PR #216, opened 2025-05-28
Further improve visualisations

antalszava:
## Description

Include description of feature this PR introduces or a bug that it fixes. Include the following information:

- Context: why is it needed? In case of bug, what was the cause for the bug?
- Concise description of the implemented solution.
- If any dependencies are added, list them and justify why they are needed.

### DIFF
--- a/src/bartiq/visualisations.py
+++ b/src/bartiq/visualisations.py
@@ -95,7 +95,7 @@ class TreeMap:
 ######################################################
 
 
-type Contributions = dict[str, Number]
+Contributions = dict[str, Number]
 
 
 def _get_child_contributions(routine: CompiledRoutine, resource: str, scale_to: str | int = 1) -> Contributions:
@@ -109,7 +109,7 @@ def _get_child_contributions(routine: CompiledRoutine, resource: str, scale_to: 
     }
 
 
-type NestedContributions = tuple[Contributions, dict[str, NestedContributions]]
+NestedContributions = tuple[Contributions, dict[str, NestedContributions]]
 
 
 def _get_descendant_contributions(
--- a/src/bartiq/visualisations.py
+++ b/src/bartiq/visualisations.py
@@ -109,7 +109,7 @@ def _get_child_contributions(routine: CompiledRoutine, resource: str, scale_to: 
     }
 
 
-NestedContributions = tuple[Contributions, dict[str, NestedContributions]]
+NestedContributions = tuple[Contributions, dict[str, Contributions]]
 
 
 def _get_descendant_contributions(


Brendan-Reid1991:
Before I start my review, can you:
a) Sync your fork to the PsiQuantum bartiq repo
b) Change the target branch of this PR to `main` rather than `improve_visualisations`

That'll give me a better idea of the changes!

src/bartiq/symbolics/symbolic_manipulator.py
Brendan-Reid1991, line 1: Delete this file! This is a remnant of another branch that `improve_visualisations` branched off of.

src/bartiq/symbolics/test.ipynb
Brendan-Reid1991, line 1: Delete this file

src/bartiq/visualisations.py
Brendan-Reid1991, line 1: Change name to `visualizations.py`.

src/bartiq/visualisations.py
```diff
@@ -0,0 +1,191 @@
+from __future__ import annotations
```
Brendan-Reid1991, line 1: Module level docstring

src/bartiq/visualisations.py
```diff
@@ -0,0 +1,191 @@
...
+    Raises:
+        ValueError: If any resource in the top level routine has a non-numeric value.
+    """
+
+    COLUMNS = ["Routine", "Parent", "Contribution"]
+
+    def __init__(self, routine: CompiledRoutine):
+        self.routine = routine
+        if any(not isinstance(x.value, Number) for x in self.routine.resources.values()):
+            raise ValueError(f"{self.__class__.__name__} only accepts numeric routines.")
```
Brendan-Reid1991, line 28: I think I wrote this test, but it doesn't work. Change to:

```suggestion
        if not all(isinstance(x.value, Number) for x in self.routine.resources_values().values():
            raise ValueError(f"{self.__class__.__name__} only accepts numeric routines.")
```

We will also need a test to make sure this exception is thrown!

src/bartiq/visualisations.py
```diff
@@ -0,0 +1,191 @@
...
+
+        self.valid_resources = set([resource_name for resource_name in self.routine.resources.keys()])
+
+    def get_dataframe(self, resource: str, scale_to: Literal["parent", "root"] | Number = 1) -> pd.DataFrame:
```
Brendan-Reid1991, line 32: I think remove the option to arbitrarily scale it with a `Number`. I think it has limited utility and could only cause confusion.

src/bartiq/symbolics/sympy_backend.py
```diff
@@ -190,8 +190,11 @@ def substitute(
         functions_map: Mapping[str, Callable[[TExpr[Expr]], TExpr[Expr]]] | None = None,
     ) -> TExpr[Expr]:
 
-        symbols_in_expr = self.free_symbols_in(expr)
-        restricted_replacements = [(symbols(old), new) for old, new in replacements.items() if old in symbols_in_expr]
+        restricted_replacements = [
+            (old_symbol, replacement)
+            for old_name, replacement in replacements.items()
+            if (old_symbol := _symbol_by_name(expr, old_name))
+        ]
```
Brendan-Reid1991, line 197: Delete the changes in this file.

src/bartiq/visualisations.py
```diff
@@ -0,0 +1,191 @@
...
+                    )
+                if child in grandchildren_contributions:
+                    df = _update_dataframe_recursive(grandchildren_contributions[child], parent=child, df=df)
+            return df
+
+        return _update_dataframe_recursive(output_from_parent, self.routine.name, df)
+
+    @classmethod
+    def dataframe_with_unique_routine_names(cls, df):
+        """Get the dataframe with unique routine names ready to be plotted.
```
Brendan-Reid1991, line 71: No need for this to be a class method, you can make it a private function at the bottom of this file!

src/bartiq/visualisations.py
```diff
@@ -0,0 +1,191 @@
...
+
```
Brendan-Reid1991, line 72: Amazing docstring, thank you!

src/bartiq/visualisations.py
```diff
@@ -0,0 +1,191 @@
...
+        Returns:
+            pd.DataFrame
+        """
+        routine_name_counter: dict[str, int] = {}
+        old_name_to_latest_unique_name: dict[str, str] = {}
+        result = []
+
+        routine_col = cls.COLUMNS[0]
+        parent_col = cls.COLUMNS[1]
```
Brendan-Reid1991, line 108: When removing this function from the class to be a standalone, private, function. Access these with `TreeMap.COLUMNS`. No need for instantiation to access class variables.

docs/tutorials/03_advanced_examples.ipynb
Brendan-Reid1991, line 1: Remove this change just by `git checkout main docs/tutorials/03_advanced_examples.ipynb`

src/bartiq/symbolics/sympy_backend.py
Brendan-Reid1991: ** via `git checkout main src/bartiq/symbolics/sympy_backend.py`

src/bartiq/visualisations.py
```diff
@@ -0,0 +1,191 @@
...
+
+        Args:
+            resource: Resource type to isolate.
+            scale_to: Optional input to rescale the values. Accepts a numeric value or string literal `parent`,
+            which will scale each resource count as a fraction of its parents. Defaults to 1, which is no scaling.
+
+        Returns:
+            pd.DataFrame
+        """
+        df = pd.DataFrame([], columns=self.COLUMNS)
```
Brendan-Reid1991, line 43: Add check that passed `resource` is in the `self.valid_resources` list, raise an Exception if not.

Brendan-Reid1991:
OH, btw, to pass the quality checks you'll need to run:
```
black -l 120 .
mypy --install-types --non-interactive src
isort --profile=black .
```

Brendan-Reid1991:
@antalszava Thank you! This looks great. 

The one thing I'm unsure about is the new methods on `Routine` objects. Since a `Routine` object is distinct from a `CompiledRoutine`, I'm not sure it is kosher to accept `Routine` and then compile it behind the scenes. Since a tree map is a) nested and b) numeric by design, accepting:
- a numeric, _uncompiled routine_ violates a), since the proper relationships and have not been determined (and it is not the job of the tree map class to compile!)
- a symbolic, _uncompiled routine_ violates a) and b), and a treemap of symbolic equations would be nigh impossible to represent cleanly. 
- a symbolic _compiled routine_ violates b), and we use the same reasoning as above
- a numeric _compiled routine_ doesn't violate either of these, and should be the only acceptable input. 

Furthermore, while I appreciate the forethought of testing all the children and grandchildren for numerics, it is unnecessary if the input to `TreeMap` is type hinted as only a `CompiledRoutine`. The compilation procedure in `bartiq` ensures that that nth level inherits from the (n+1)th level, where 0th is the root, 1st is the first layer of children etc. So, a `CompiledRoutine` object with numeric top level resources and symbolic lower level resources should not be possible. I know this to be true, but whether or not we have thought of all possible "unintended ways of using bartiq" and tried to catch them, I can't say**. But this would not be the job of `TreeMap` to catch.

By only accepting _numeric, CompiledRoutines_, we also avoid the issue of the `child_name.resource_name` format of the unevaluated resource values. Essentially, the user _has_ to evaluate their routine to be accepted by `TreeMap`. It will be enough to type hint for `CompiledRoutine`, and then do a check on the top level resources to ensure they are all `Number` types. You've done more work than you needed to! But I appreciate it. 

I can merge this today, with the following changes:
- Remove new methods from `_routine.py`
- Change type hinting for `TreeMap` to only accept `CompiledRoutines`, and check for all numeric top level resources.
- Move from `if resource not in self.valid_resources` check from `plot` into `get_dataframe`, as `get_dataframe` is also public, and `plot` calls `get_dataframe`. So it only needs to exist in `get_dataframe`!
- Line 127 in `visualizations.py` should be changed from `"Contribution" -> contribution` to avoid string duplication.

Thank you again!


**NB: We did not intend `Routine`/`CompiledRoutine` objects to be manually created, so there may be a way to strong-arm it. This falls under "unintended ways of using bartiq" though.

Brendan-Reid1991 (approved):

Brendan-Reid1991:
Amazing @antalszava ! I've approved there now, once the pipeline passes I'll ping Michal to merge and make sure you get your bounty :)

━━━━━━━━━━━━━━━━━━━━━━━━━━━━━━

REQUIRED ACTION:
Once you find the string "main" in a line of the records, copy that line.

SOLUTION TO THIS PROBLEM:
b) Change the target branch of this PR to `main` rather than `improve_visualisations`
Brendan-Reid1991, line 1: Remove this change just by `git checkout main docs/tutorials/03_advanced_examples.ipynb`
Brendan-Reid1991: ** via `git checkout main src/bartiq/symbolics/sympy_backend.py`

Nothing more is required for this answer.